GERMANY. It has been a year of struggling to balance the books in the German education system, particularly in the tertiary sector. One consequence of the shortage of cash is that university heads want students to start paying fees of DM1,000 (Pounds 450) a semester, beginning next year. They also hope the pay-as-you-use system will induce students to complete degrees quicker.
Opponents of the idea, however, point out that the University of Zurich has seen enrolments drop by 20 per cent since it introduced fees.
With a deficit of DM6 billion (Pounds 2.7 billion) predicted for next year’s tertiary budget, tensions are also rising over the large sums of money being sunk into east German universities - DM2.54 billion since 1990.
With student numbers in the East continuing to decline, due to a 50 per cent drop in the region’s birth rate over the past five years, universities in the western states are demanding a bigger share of the financial pie.

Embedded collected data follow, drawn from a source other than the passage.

PR #359, opened 2020-06-11
Add vegeta benchmark

rsevilla87:
Adding vegeta benchmark. It accepts CRDs like the following:

```yaml 
kind: Benchmark
metadata:
  name: vegeta-benchmark
  namespace: my-ripsaw
spec:
  elasticsearch:              <-- Optional
    server: <es_instance>
    port: 9200
    index_name: ripsaw-vegeta
  workload:
    name: vegeta
    args:
      hostnetwork: true                     <-- Optional. Defaults to false
      image: quay.io/rsevilla/vegeta:latest           <-- Optional. Defaults to quay.io/cloud-bulldozer/vegeta:latest
      clients: 2  <-- Optional. Defaults to 1
      targets:
        - name: 100w-ka
          urls:
            - GET https://mydomain.com/test.png
            - GET http://myunsecuredomain.com
          samples: 2   <-- Optional. Defaults to 1
          workers: 100              <- Optonal. Defaults to 1
          duration: 10
          keepalive: true           <-- Optional. Defaults to false
        - name: 20w
          urls:
            - GET https://domain.com/api/endpoint
          samples: 1
          workers: 20
          duration: 10
          keepalive: false
```

With the above Benchmark object. Ripsaw will kick off two vegeta jobs that will run in parallel ( redis is used to synchronize the processes). These pods use anti-affinity rules to be preferably deployed on different nodes.

The targets list allows to trigger multiple serial tests using different urls and options. Specified URLs accept the syntax described at the Vegeta documentation (https://github.com/tsenart/vegeta#simple-targets).

It doesn't include metadata collection, I think It's not necessary here since the pods deployed are just clients and don't perform any workload. @dry923 @jtaleric  thoughts?

### DIFF
--- a/resources/crds/ripsaw_v1alpha1_vegeta_cr.yaml
+++ b/resources/crds/ripsaw_v1alpha1_vegeta_cr.yaml
@@ -1,0 +1,30 @@
+apiVersion: ripsaw.cloudbulldozer.io/v1alpha1
+kind: Benchmark
+metadata:
+  name: vegeta-benchmark
+  namespace: my-ripsaw
+spec:
+# elasticsearch:
+#   server: <es_instance>
+#   port: 9200
+#   index_name: ripsaw-vegeta
+  workload:
+    name: vegeta
+    args:
+      hostnetwork: false
+      image: quay.io/cloud-bulldozer/vegeta:latest
+      clients: 2
+      targets:
+        - name: 100w-ka
+          urls:
+            - GET https://mydomain.com/test.png
+            - GET http://myunsecuredomain.com
+          samples: 2
+          workers: 100
+          duration: 10
+          keepalive: true
+        - name: 20w
+          urls:
+            - GET https://domain.com/api/endpoint
+          workers: 20
+          duration: 10
--- a/resources/crds/ripsaw_v1alpha1_vegeta_cr.yaml
+++ b/resources/crds/ripsaw_v1alpha1_vegeta_cr.yaml
@@ -14,7 +14,6 @@ spec:
     name: vegeta
     args:
       hostnetwork: false
-      image: quay.io/cloud-bulldozer/vegeta:latest
       clients: 2
       targets:
         - name: 100w-ka
--- a/resources/crds/ripsaw_v1alpha1_vegeta_cr.yaml
+++ b/resources/crds/ripsaw_v1alpha1_vegeta_cr.yaml
@@ -8,6 +8,8 @@ spec:
 #   server: <es_instance>
 #   port: 9200
 #   index_name: ripsaw-vegeta
+# test_user: username_to_attach_to_metadata
+  clustername: myk8scluster
   workload:
     name: vegeta
     args:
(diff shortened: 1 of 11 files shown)


dry923:
@rsevilla87 Can we add the metadata collection bits to the template or do you want me to do that post merge?

rsevilla87:
> @rsevilla87 Can we add the metadata collection bits to the template or do you want me to do that post merge?

Done!

resources/crds/ripsaw_v1alpha1_vegeta_cr.yaml
```diff
@@ -0,0 +1,32 @@
...
+#   server: <es_instance>
+#   port: 9200
+#   index_name: ripsaw-vegeta
+# test_user: username_to_attach_to_metadata
+  clustername: myk8scluster
+  workload:
+    name: vegeta
+    args:
+      hostnetwork: false
+      image: quay.io/cloud-bulldozer/vegeta:latest
```
dry923, line 17: Do we need this image line here as its defaulted to ^ in the template

tests/test_crs/valid_vegeta.yaml
```diff
@@ -0,0 +1,32 @@
...
+  elasticsearch:
+    server: marquez.perf.lab.eng.rdu2.redhat.com
+    port: 9200
+    index_name: ripsaw-vegeta
+  metadata:
+    collection: true
+  workload:
+    name: vegeta
+    args:
+      image: quay.io/cloud-bulldozer/vegeta:latest
```
dry923, line 17: Same comment as above re image definition is redundant.

tests/test_crs/valid_vegeta_hostnetwork.yaml
```diff
@@ -0,0 +1,28 @@
...
+    server: marquez.perf.lab.eng.rdu2.redhat.com
+    port: 9200
+    index_name: ripsaw-vegeta
+  metadata:
+    collection: true
+    serviceaccount: benchmark-operator
+  workload:
+    name: vegeta
+    args:
+      image: quay.io/cloud-bulldozer/vegeta:latest
```
dry923, line 18: And again :-)

dry923:
outside of my minor nit it looks good! Good work :-D

tests/test_crs/valid_vegeta_hostnetwork.yaml
rsevilla87: makes sense. Fixed!

tests/common.sh
```diff
@@ -275,12 +277,12 @@ function wait_for_backpack() {
 function check_es() {
```
jtaleric, line 277: Why did this change?

rsevilla87: You're right, this change is not related with the goal of the PR. In the other hand, it fixes this function, since we call it from CI and we evaluate its return code, this was obviously not happening with exit, so I changed it to return.

tests/test_crs/valid_vegeta_hostnetwork.yaml
```diff
@@ -0,0 +1,27 @@
+---
+apiVersion: ripsaw.cloudbulldozer.io/v1alpha1
+kind: Benchmark
+metadata:
+  name: vegeta-benchmark-hostnetwork
+  namespace: my-ripsaw
+spec:
+  elasticsearch:
+    server: marquez.perf.lab.eng.rdu2.redhat.com
```
dry923, line 9: Same as above - This needs to be updated to be ES_SERVER and ES_PORT for the elastic server/port with the new CI build. It passes those vars at runtime.

tests/common.sh
dry923: @rsevilla87 Also, not sure if this caused any issues. Your last PR test should have failed since it couldn't reach the ES server. Any chance the changes to check_es borked that?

The fiercely Catholic state of Bavaria continues to resist, in the name of religious freedom, an order from Germany’s high court to scrap a law compelling every classroom to have a crucifix on the wall.
Thousands took to the streets in September to protest at the Constitutional Court’s decision, comparing it to Hitler’s ban on crucifixes during the Nazi years.
The Bavarian parliament is now examining a Bill which would allow schools to decide independently whether or not they hang crosses in the classroom.
The year has also seen the status of foreign languages boosted in Germany’s abitur, the equivalent of A-levels. In future, all students taking university entrance exams must have either German or a foreign language among their four compulsory subjects.
Chemists, doctors, physicists and biologists have expressed surprise and anger at the exclusion of the natural sciences from the list of core subjects.